*** Opening Material provided ***

PR #924, opened 2026-06-07
⚡ Bolt: optimize GenericXMLParser by reducing allocations in hot paths

cungminh2710:
💡 What: Optimized the `GenericXMLParser` by reducing heap allocations and improving algorithmic efficiency in hot paths. Specifically:
- Replaced `strings.TrimSpace(string(token))` with a custom `isAllXMLWhitespace([]byte)` check for `xml.CharData` and `xml.Comment` tokens, eliminating unnecessary string conversions for indentation and whitespace-only text.
- Refactored `genericXMLKeyAttr` from multiple passes over attributes to a single-pass scan with priority (key > id > name) and fast-paths for common lowercase names.
- Added fast-paths to element and attribute helper functions (`isGenericXMLMetadataElement`, `isGenericXMLLocaleAttrName`, etc.) to skip `strings.ToLower` and `strings.TrimSpace` for common lowercase, trimmed inputs.
- Added a capacity hint to the output map in `Parse` based on the number of discovered entries.

🎯 Why: Generic XML parsing of large files with deep trees or many small elements suffers from high allocation pressure due to frequent string conversions and redundant attribute scans.

📊 Impact: Reduces allocations per element in the XML tree. For large documents with significant indentation, this eliminates one string allocation per indentation block. Single-pass attribute scanning improves performance for elements with multiple attributes.

🔬 Measurement: Run benchmarks using `go test -bench BenchmarkGenericXMLParser -benchmem ./internal/i18n/translationfileparser`. Baseline measurements showed ~29k-34k allocations for a 1000-item document; these optimizations specifically target the per-token overhead within that loop.

---
*PR created automatically by Jules for task [15253095386315803341](https://jules.google.com/task/15253095386315803341) started by @cungminh2710*

### DIFF
--- a/.jules/bolt.md
+++ b/.jules/bolt.md
@@ -113,6 +113,10 @@
 
 ## 2026-06-01 - Optimizing ARB parsing via single-pass and map hinting
 
+## 2026-09-01 - Optimizing GenericXMLParser via single-pass and allocation avoidance
+**Learning:** XML parsing hot paths, especially `xml.CharData` and attribute scanning, can be significant allocation bottlenecks. Converting `[]byte` tokens to `string` just for whitespace checks or multiple passes over attributes for key discovery adds avoidable overhead. Custom byte-level checks (`isAllXMLWhitespace`) and single-pass priority-based scans are much more efficient.
+**Action:** Use `isAllXMLWhitespace([]byte)` instead of `strings.TrimSpace(string(token))` in XML/HTML parsers and refactor attribute lookups into single-pass scans.
+
 ## 2026-08-05 - Optimizing Fluent parsing and marshaling
 **Learning:** High-level string operations like `strings.Split`, `strings.Join`, and `strings.ReplaceAll` in recursive or iterative document processing (like Fluent parsing) accumulate significant allocation overhead. Replacing them with single-pass loops using `strings.Builder` and pre-allocating slices using `strings.Count` for line counting yields substantial performance gains.
 **Action:** Optimized `scanFluentLines`, `encodeFluentValue`, `normalizeFluentValue`, `formatFluentComments`, and `render` in `internal/i18n/translationfileparser/fluent_parser.go`.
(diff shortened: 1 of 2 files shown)


cungminh2710:

---

### Issue 1 of 2
internal/i18n/translationfileparser/generic_xml_parser.go:446-453
`isAllXMLWhitespace` only checks the four ASCII whitespace bytes (`' '`, `'	'`, `'
'`, `'
'`), while the replaced `strings.TrimSpace(string(token)) != ""` uses Go's `unicode.IsSpace`, which also covers characters like U+00A0 (non-breaking space, encoded as `0xC2 0xA0`), U+0085 (NEL), and the full Unicode White_Space set. A CharData or Comment token that contains only U+00A0 bytes would make `isAllXMLWhitespace` return `false`, so `hasNonWhitespace` / `hasNonTextContent` would be set where the old code would not have set them — potentially misclassifying indentation or spacing nodes in XML files produced by certain editors.

```suggestion
func isAllXMLWhitespace(data []byte) bool {
	for _, b := range data {
		if b >= 0x80 {
			// Non-ASCII byte: fall back to rune-aware Unicode whitespace check.
			for _, r := range string(data) {
				if !unicode.IsSpace(r) {
					return false
				}
			}
			return true
		}
		if b != ' ' && b != '\t' && b != '\n' && b != '\r' {
			return false
		}
	}
	return true
}
```

### Issue 2 of 2
internal/i18n/translationfileparser/generic_xml_parser.go:510
**Redundant len-guard on the "key" fast-path**

`local == "key"` already short-circuits before `len(local) == 3 && strings.EqualFold(local, "key")` is evaluated, so the guard saves nothing on the common path and only activates when `local != "key"`. Since `strings.EqualFold` itself rejects strings of different byte-lengths quickly, the `len` guard is harmless but adds visual noise. The same pattern repeats on the `"id"` and `"name"` branches. Consider using a plain `strings.EqualFold` call, or at least aligning the three branches so each reads identically.

PR #938, opened 2026-06-08
🧪 Scout: Fix ICU plural parsing for negative exact-value selectors

cungminh2710:
### 💡 What
This change enables the ICU parser to correctly handle negative exact-value selectors in plural messages, such as `=-1`.

### 🎯 Why
Previously, the parser only expected digits after the `=` prefix, causing valid ICU messages containing negative explicit values to fail parsing.

### 🧩 Scope
- `internal/i18n/icuparser/parse.go`: Updated `readSelector` to support an optional minus sign.
- `internal/i18n/icuparser/parse_test.go`: Added `TestParseASTPluralNegativeSelector`.
- `.jules/scout.md`: Added journal entry for this learning.

### ✅ Verification
- Ran `go test -v ./internal/i18n/icuparser/ -run TestParseASTPluralNegativeSelector` (Passed)
- Ran all tests in `internal/i18n/icuparser/` (Passed)

### 🛡️ Confidence
High. The fix is a straightforward extension of the existing selector scanning logic and is covered by a new regression test. All existing ICU parser tests passed, ensuring no regressions in standard selector or message parsing.

---
*PR created automatically by Jules for task [10233562293591862890](https://jules.google.com/task/10233562293591862890) started by @cungminh2710*

### DIFF
--- a/.jules/scout.md
+++ b/.jules/scout.md
@@ -61,5 +61,5 @@
 **Action:** When testing identifier validation, include "tail" cases where valid segments are followed by invalid characters to ensure the state machine or regex correctly terminates or rejects the input.
 
 ## 2025-06-18 - [ICU Plural Negative Selectors]
-**Learning:** ICU plural exact-value selectors (e.g., `=-1`) can include negative numbers. A naive selector parser that only expects digits after the `=` prefix will fail on these valid selectors.
-**Action:** Ensure plural selector parsing explicitly handles an optional minus sign following the `=` prefix before consuming digits.
+**Learning:** ICU plural exact-value selectors (e.g., `=-1`) can include negative numbers. A naive selector parser that only expects digits after the `=` prefix will fail on these valid selectors. Additionally, when parsing sequences that require at least one element (like digits after a sign), using an explicit starting position marker (`digitStart`) to verify consumption is clearer and more robust than checking the last character's properties.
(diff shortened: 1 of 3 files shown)


cungminh2710:

---

### Issue 1 of 2
internal/i18n/icuparser/parse.go:699-707
The validity check `p.pos > start+1 && p.src[p.pos-1] != '-'` is correct but encodes "at least one digit was consumed" indirectly through the last-character sentinel. An explicit `digitStart` variable makes the invariant self-evident and removes the need to reason about the `p.src[p.pos-1]` index in the edge case where no digits follow the minus.

```suggestion
		if p.pos < len(p.src) && p.src[p.pos] == '-' {
			p.pos++
		}
		digitStart := p.pos
		for p.pos < len(p.src) && isASCIIDigit(p.src[p.pos]) {
			p.pos++
		}
		// BOLT OPTIMIZATION: break on first non-digit, no TrimSpace needed.
		// Valid selector must have at least one digit after = or =-.
		return p.src[start:p.pos], p.pos > digitStart
```

### Issue 2 of 2
internal/i18n/icuparser/parse_test.go:54-73
**Missing test coverage for edge cases**

The new test exercises `=-1` but leaves two important cases uncovered: (1) a multi-digit negative selector such as `=-10`, confirming the digit loop consumes all digits correctly; and (2) the degenerate `=-` form (minus with no following digit), which should cause `readSelector` to return `false` and produce a parse error. Without the latter, a future refactor of the validity check could silently accept `=-` as a valid selector.

PR #950, opened 2026-06-10
⚡ Bolt: Optimize PHP array parser and marshaler

cungminh2710:
💡 What: Optimized `PHPArrayParser` and `MarshalPHPArrayLocale` in `internal/i18n/translationfileparser/php_array_parser.go`.

🎯 Why: To reduce allocation overhead and improve execution speed for PHP localization files. Significant bottlenecks were identified in string escaping (re-creating replacers), redundant sorting, and byte-by-byte string scanning.

📊 Impact: 
- Marshaling: ~7.7x faster (from ~26ms to ~3.4ms per op for 1k entries) and ~13.8x fewer allocations (from ~23MB to ~1.6MB).
- Parsing: ~12% fewer allocations (from ~14.9k to ~13k allocs).

🔬 Measurement: Verified using benchmarks in `internal/i18n/translationfileparser/php_benchmark_test.go` (created and run during development).
- Before: `BenchmarkPHPArrayParser_Marshal-4 43 26433297 ns/op 23363935 B/op 50961 allocs/op`
- After: `BenchmarkPHPArrayParser_Marshal-4 348 3425686 ns/op 1684319 B/op 17048 allocs/op`

---
*PR created automatically by Jules for task [14141632527323757298](https://jules.google.com/task/14141632527323757298) started by @cungminh2710*


cungminh2710:

---

### Issue 1 of 1
internal/i18n/translationfileparser/php_array_parser.go:72-83
**Implicit ordering invariant now undocumented**

The sort was removed because entries are appended in document (left-to-right) order by the parser, which is correct today. However, this invariant is now silent — if a future refactor causes entries to arrive out of order, `render` will silently skip the displaced entries (the `entry.valueStart < cursor` guard causes them to be dropped) rather than producing an error or panicking. A short comment here would make the assumption explicit and protect against undetected regressions.

PR #953, opened 2026-06-10
🧪 Scout: support optional whitespace in ICU plural offsets

cungminh2710:
💡 What: Added support for optional whitespace in ICU plural offsets and comprehensive unit tests.
🎯 Why: Standard ICU messages often contain spaces for readability, and the parser was previously too restrictive.
🧩 Scope: Modified 'internal/i18n/icuparser/parse.go' and 'internal/i18n/icuparser/parse_test.go'.
✅ Verification: Ran 'go test -v ./internal/i18n/icuparser' and 'go test ./...'.
🛡️ Confidence: High, as it fixes a known parsing limitation and is verified by targeted and regression tests.

---
*PR created automatically by Jules for task [3432802721482294323](https://jules.google.com/task/3432802721482294323) started by @cungminh2710*

### DIFF
--- a/internal/i18n/icuparser/parse.go
+++ b/internal/i18n/icuparser/parse.go
@@ -416,10 +416,48 @@ func (p *astParser) parsePluralOptions() (int, []PluralOption, error) {
 		}
 		p.skipSpaces()
 		// BOLT OPTIMIZATION: Quick check for 'o' or 'O' to avoid strings.EqualFold for most selectors.
-		if len(sel) >= 7 && (sel[0] == 'o' || sel[0] == 'O') && strings.EqualFold(sel[:7], "offset:") {
-			n, err := strconv.Atoi(sel[7:])
+		if (sel[0] == 'o' || sel[0] == 'O') && (strings.EqualFold(sel, "offset") || (len(sel) >= 7 && strings.EqualFold(sel[:7], "offset:"))) {
+			var val string
+			if strings.EqualFold(sel, "offset") {
+				p.skipSpaces()
+				if !p.consume(':') {
+					return 0, nil, fmt.Errorf("expected ':' after offset keyword at %d", p.pos)
+				}
+				p.skipSpaces()
+				numStart := p.pos
+				if p.pos < len(p.src) && p.src[p.pos] == '-' {
+					p.pos++
+				}
+				digitStart := p.pos
+				for p.pos < len(p.src) && isASCIIDigit(p.src[p.pos]) {
+					p.pos++
+				}
+				if p.pos == digitStart {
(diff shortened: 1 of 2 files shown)


cungminh2710:

---

### Issue 1 of 3
internal/i18n/icuparser/parse_test.go:371-408
The expected offset is derived from `tt.name` rather than from the test struct itself. If the test case named `"multiple spaces"` is ever renamed or reordered, the expected value silently flips to `1` without any compile-time or test-definition error. Encode the expectation directly in the table row.

```suggestion
	tests := []struct {
		name           string
		msg            string
		expectedOffset int
	}{
		{
			name:           "no space",
			msg:            "{count, plural, offset:1 one {# item} other {# items}}",
			expectedOffset: 1,
		},
		{
			name:           "space after colon",
			msg:            "{count, plural, offset: 1 one {# item} other {# items}}",
			expectedOffset: 1,
		},
		{
			name:           "space before colon",
			msg:            "{count, plural, offset : 1 one {# item} other {# items}}",
			expectedOffset: 1,
		},
		{
			name:           "multiple spaces",
			msg:            "{count, plural, offset  :  2 one {# item} other {# items}}",
			expectedOffset: 2,
		},
	}

	for _, tt := range tests {
		t.Run(tt.name, func(t *testing.T) {
			elems, err := Parse(tt.msg, nil)
			if err != nil {
				t.Fatalf("Parse() failed: %v", err)
			}
			pl := elems[0].(PluralElement)
			if pl.Offset != tt.expectedOffset {
				t.Errorf("expected offset %d, got %d", tt.expectedOffset, pl.Offset)
			}
		})
	}
```

### Issue 2 of 3
internal/i18n/icuparser/parse.go:439-456
**Redundant `skipSpaces()` in the `else` branch**

`readSelector` already stops at the first whitespace character, and the unconditional `p.skipSpaces()` at line 417 runs immediately after — consuming all trailing whitespace before we even enter this branch. As a result, by the time `val == ""` is tested, `p.pos` already points past any whitespace separating `"offset:"` from the digit string. The inner `p.skipSpaces()` call (line 443) is always a no-op and may mislead future readers into thinking it does meaningful work.

### Issue 3 of 3
internal/i18n/icuparser/parse.go:420-456
**Duplicated digit-reading logic**

The block that reads an optional leading `-` followed by ASCII digits and validates at least one digit was written twice — once for the `strings.EqualFold(sel, "offset")` path (lines 428–438) and again for the `val == ""` path in the `else` branch (lines 445–455). If the digit-parsing logic ever changes (e.g., to support `+`, or to allow multi-segment numbers), one copy is likely to be missed. Extracting this into a small helper (e.g., `readOffsetNumber() (string, error)`) would eliminate the duplication.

*** Closing Material provided ***

With the line containing "internal/i18n/icuparser/parse.go:420-456" as the start and the last line of the entries as the end, print that whole span exactly.

Answer to the problem:
internal/i18n/icuparser/parse.go:420-456
**Duplicated digit-reading logic**

The block that reads an optional leading `-` followed by ASCII digits and validates at least one digit was written twice — once for the `strings.EqualFold(sel, "offset")` path (lines 428–438) and again for the `val == ""` path in the `else` branch (lines 445–455). If the digit-parsing logic ever changes (e.g., to support `+`, or to allow multi-segment numbers), one copy is likely to be missed. Extracting this into a small helper (e.g., `readOffsetNumber() (string, error)`) would eliminate the duplication.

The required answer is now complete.